→ **Goal of the exercise**: Output the entries below exactly, from the first line to the line holding "Adds 6 interaction", both included.

(Collected data entries)
* * * * * * * * *
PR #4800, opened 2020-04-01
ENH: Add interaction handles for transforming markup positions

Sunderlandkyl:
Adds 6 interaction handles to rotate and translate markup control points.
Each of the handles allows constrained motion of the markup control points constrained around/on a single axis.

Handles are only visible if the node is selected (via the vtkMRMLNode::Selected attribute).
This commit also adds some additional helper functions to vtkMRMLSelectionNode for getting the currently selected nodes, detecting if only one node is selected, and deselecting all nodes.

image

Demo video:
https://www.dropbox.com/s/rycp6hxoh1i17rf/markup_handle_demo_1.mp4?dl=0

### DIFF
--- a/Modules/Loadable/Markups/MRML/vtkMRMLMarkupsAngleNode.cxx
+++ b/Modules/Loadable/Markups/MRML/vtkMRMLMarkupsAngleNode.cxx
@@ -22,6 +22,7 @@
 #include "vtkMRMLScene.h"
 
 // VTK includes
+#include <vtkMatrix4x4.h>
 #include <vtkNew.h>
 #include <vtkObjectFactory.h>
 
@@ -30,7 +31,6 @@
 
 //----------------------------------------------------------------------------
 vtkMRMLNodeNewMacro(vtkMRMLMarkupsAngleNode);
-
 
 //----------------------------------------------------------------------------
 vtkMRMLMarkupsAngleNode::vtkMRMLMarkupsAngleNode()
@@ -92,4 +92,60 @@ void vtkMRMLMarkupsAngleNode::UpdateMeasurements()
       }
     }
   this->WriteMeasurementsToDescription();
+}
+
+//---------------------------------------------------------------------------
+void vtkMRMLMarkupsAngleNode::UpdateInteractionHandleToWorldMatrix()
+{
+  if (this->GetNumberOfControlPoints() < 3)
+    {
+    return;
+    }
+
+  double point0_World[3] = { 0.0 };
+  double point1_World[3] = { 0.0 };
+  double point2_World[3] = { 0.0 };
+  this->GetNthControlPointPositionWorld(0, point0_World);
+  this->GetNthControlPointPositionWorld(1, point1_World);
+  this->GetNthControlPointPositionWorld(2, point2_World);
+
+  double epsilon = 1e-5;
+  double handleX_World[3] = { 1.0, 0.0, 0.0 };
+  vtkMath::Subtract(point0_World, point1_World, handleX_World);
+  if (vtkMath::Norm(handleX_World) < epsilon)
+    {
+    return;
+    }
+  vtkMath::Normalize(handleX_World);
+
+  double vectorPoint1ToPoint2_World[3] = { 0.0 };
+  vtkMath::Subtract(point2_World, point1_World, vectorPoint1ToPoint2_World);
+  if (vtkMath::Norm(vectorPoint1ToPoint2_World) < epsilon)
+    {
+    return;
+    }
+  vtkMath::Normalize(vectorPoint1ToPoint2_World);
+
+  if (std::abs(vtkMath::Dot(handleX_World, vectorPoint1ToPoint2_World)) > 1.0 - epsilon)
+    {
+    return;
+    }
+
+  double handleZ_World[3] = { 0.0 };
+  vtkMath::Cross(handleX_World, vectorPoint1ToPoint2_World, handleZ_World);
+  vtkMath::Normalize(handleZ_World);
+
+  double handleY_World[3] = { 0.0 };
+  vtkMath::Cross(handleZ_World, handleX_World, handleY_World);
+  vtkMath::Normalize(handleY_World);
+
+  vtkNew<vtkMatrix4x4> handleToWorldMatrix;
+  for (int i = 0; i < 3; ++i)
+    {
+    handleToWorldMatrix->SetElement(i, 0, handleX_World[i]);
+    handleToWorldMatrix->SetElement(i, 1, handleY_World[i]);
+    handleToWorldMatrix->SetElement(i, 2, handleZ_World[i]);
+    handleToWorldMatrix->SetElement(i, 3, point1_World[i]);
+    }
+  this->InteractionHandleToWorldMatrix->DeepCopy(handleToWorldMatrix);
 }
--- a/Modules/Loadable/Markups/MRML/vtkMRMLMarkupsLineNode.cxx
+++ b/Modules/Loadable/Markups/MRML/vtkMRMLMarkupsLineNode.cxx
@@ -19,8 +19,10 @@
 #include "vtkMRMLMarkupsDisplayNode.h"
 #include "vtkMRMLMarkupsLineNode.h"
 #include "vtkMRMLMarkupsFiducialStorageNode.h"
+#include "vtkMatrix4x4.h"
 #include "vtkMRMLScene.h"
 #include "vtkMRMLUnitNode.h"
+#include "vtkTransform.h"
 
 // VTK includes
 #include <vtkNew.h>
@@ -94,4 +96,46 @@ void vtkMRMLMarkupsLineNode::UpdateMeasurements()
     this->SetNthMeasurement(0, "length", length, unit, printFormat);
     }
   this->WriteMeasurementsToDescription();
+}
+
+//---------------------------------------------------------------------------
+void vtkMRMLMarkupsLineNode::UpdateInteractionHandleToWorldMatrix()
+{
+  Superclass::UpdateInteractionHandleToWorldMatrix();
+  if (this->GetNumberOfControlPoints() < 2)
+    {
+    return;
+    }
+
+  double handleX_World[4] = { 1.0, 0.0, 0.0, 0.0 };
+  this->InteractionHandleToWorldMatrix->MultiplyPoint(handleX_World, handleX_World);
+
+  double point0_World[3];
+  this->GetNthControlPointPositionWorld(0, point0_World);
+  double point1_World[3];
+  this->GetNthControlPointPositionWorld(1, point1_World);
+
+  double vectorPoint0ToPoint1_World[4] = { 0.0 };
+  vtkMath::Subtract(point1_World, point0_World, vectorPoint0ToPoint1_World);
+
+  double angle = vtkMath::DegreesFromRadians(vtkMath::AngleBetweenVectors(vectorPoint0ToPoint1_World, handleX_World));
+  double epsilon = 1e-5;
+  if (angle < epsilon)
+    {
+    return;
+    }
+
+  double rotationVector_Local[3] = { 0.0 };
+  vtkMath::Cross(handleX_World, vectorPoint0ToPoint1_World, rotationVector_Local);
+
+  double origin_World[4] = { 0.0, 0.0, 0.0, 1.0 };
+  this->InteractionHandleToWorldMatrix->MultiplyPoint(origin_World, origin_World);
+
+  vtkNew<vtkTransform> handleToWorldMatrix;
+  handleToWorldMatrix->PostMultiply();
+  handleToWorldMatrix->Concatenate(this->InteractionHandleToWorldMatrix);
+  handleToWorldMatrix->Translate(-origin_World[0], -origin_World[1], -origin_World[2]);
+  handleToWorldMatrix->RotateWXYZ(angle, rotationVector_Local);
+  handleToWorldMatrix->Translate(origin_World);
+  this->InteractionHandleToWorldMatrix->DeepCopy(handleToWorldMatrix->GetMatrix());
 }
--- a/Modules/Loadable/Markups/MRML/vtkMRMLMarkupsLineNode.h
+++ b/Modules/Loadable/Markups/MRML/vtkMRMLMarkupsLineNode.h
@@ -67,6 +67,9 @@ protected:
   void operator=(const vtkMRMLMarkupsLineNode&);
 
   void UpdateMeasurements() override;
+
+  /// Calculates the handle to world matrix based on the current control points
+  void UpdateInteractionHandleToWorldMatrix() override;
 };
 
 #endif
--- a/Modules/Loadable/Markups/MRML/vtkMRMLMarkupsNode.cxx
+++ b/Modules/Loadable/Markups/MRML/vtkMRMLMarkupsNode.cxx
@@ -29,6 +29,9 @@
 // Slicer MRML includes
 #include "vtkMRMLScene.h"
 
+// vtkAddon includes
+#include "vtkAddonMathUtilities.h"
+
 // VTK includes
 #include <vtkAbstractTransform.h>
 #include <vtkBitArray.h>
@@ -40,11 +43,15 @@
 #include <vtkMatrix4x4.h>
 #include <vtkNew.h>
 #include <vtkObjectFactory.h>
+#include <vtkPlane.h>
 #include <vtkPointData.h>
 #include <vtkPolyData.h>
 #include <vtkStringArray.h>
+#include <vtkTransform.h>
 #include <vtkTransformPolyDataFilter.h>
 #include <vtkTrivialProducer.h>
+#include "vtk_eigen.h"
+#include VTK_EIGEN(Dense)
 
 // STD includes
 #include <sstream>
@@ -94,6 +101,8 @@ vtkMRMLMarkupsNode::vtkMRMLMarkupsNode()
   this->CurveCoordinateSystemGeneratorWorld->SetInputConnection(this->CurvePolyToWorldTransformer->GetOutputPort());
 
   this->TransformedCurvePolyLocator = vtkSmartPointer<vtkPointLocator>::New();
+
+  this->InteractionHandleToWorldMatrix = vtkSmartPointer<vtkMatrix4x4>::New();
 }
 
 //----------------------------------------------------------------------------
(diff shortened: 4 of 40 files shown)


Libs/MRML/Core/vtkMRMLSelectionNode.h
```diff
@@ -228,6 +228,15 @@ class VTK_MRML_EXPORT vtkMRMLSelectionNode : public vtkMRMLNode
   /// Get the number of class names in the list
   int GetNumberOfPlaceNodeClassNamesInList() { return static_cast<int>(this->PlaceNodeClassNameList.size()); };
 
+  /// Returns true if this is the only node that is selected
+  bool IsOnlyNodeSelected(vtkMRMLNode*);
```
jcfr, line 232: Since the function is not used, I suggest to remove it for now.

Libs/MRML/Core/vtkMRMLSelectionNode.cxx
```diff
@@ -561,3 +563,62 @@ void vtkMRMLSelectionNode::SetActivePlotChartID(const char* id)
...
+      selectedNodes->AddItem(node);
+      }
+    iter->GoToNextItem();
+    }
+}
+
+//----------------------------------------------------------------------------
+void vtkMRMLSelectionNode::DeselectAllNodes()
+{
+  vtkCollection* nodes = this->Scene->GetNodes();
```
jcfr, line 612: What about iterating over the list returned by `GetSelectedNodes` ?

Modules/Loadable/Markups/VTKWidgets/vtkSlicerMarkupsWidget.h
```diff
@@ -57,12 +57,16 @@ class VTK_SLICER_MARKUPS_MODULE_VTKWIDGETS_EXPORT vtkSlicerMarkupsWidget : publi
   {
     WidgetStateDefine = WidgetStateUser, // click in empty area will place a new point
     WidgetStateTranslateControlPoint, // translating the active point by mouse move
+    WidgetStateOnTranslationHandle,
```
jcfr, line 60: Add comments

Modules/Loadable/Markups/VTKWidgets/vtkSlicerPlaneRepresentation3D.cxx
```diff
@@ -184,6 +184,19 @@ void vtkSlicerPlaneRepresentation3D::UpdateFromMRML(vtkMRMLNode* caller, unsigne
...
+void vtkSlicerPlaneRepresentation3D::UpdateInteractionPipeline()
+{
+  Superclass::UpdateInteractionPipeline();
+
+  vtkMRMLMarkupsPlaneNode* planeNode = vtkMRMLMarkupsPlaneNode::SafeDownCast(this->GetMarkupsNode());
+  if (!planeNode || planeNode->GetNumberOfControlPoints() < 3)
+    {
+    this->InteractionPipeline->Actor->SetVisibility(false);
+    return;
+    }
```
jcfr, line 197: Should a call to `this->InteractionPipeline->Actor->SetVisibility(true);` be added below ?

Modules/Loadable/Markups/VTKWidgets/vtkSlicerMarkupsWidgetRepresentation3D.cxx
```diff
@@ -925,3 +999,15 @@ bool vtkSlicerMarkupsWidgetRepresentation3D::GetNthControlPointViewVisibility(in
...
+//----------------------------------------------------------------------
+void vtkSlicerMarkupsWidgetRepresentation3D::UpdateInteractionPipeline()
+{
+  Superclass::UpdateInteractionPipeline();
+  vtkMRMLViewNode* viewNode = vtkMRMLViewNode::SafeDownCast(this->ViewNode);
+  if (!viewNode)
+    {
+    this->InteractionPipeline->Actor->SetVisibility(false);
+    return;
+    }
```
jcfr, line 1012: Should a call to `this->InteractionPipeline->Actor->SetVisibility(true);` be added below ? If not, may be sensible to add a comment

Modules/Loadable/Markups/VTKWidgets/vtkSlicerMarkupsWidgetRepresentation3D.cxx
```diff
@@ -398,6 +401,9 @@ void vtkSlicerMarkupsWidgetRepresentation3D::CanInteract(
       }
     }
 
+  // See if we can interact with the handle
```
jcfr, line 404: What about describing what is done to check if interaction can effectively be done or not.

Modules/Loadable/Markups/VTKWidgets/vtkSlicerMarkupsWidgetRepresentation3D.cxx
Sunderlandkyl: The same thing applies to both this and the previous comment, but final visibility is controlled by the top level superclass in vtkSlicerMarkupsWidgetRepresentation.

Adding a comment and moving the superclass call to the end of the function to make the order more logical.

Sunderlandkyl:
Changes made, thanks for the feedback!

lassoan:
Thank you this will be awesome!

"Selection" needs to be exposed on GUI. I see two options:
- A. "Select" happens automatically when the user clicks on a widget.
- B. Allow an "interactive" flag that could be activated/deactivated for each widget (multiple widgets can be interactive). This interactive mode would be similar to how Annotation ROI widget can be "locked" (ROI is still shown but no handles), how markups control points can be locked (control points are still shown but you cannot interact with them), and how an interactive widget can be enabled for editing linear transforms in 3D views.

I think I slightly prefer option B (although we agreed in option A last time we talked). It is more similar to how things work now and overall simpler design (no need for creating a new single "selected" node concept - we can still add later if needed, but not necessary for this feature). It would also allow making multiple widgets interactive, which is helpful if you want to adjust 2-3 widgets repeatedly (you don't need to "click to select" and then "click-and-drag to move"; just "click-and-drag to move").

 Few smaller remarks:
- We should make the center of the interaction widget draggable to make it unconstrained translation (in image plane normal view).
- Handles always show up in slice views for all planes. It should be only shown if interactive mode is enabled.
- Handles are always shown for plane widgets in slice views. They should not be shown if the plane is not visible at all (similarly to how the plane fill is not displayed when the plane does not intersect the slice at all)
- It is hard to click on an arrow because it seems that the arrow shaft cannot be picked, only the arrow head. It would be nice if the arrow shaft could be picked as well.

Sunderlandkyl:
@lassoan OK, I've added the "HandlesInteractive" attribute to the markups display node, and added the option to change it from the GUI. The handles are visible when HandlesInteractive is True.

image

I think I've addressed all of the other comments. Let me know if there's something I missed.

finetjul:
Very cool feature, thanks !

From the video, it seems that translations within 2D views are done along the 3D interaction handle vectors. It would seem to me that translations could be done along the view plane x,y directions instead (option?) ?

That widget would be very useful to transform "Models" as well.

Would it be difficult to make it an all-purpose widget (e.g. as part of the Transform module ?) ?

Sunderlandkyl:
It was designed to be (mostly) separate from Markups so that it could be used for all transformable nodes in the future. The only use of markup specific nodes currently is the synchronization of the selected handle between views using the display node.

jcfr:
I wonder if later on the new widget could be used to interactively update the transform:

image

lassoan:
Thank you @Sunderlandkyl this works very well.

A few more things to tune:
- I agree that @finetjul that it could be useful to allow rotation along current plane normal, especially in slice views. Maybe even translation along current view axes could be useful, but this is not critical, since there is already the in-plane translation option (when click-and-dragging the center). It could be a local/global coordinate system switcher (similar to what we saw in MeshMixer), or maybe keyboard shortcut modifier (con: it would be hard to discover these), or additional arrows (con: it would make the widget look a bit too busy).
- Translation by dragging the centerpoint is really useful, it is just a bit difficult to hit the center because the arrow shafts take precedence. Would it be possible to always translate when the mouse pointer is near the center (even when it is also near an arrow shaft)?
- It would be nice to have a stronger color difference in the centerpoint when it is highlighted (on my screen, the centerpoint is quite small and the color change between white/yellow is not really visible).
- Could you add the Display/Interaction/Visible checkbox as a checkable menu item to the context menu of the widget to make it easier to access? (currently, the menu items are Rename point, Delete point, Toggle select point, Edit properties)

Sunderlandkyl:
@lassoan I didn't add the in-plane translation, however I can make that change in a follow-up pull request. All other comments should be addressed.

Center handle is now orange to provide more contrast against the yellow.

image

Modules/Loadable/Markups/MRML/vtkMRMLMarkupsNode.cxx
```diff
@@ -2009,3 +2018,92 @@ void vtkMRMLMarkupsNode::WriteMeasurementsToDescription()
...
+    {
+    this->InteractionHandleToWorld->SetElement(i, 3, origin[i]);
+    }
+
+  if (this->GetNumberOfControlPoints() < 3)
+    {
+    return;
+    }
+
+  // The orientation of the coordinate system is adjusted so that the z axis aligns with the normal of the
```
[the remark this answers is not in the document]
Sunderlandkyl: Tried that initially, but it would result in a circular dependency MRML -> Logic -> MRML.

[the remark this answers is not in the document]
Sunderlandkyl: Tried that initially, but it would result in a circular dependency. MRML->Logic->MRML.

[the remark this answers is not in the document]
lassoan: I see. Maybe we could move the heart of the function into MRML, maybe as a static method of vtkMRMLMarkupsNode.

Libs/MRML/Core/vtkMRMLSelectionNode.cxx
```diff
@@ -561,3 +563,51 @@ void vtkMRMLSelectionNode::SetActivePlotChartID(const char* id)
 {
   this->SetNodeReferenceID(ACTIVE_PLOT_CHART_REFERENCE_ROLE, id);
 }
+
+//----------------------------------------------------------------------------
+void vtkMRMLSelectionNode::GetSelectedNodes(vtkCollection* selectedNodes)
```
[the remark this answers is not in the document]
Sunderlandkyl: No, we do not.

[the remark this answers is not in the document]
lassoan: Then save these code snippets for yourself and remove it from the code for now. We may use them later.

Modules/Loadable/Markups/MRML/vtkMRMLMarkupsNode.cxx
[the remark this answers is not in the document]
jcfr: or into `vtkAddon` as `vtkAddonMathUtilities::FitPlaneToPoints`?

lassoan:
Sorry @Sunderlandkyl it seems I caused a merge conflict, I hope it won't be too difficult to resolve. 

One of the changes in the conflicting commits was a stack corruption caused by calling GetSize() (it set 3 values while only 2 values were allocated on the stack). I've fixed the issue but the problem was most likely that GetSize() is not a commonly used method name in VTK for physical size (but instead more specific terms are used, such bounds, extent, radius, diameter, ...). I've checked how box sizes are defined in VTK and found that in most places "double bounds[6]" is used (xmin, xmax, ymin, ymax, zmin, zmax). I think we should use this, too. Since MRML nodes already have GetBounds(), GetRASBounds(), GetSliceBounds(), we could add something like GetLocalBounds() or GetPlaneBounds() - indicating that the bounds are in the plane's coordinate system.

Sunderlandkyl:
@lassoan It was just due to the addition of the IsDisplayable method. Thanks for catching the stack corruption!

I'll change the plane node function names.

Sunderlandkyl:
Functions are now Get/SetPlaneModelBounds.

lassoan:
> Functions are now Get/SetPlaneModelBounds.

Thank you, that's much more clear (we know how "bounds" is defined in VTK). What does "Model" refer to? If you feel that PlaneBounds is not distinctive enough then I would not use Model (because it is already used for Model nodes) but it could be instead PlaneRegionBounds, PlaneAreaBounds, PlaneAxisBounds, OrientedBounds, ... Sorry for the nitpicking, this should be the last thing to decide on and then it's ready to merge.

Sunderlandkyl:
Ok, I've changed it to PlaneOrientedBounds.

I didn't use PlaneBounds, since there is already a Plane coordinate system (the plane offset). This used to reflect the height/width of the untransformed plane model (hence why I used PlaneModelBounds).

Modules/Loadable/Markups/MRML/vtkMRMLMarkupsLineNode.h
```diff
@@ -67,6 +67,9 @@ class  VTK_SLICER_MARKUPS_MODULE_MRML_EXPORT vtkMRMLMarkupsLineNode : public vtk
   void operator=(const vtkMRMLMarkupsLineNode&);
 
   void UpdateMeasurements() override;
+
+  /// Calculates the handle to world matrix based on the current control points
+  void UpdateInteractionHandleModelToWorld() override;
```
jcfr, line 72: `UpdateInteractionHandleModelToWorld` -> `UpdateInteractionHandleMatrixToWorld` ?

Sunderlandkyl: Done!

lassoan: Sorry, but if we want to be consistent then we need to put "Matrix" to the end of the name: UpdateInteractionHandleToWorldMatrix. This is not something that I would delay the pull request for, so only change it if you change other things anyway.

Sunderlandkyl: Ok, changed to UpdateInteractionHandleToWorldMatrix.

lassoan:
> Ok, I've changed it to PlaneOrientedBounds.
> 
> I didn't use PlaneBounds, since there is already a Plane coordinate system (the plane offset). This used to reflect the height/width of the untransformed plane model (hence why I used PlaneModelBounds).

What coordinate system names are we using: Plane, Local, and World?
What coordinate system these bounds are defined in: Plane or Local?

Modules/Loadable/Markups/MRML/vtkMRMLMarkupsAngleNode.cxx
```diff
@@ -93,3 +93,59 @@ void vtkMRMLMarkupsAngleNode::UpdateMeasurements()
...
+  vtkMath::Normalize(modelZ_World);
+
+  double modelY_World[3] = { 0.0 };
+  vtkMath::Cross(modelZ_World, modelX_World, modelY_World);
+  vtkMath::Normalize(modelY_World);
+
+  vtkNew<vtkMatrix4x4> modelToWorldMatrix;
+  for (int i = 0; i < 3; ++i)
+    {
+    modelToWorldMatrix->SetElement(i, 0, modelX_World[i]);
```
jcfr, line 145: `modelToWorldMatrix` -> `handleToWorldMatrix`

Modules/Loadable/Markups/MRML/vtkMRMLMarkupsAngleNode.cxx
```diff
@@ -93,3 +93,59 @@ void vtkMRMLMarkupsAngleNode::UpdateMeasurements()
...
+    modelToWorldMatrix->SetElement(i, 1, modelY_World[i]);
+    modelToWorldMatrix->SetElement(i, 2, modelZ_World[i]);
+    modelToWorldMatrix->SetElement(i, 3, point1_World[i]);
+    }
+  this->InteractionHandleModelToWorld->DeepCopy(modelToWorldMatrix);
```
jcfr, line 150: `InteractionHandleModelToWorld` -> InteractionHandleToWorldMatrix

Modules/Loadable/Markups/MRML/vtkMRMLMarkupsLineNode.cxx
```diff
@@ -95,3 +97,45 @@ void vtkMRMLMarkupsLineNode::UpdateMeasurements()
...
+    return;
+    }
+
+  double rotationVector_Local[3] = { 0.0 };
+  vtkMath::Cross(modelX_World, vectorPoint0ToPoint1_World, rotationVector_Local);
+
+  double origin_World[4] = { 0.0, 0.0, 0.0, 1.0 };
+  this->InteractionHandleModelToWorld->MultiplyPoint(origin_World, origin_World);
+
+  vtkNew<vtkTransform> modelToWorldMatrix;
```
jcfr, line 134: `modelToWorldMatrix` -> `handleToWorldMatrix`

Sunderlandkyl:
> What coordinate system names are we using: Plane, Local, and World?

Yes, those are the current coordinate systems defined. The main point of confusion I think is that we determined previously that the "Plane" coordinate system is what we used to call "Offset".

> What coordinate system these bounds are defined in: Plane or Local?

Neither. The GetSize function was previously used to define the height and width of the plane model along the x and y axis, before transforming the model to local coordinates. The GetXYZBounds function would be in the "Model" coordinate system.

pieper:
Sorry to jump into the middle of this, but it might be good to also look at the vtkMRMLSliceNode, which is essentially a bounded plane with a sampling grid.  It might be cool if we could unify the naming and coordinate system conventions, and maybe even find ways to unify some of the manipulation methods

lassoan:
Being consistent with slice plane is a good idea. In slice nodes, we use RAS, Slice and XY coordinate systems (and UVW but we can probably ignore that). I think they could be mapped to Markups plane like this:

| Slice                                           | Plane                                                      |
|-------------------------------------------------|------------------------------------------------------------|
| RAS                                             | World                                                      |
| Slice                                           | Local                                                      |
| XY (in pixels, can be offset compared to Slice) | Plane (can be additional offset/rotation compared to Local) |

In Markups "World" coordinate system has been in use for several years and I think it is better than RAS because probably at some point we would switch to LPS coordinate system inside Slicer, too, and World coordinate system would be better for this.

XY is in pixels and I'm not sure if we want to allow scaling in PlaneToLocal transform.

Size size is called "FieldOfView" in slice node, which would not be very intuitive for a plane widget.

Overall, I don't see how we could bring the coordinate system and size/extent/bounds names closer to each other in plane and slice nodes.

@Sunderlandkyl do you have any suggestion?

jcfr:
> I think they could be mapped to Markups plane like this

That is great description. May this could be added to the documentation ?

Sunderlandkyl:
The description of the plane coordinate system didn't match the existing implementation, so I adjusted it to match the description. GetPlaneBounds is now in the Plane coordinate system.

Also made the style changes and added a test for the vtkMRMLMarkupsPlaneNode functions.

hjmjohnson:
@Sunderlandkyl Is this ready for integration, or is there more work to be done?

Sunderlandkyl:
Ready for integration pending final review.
* * * * * * * * *
→ **Expected output**:
PR #4800, opened 2020-04-01
ENH: Add interaction handles for transforming markup positions

Sunderlandkyl:
Adds 6 interaction handles to rotate and translate markup control points.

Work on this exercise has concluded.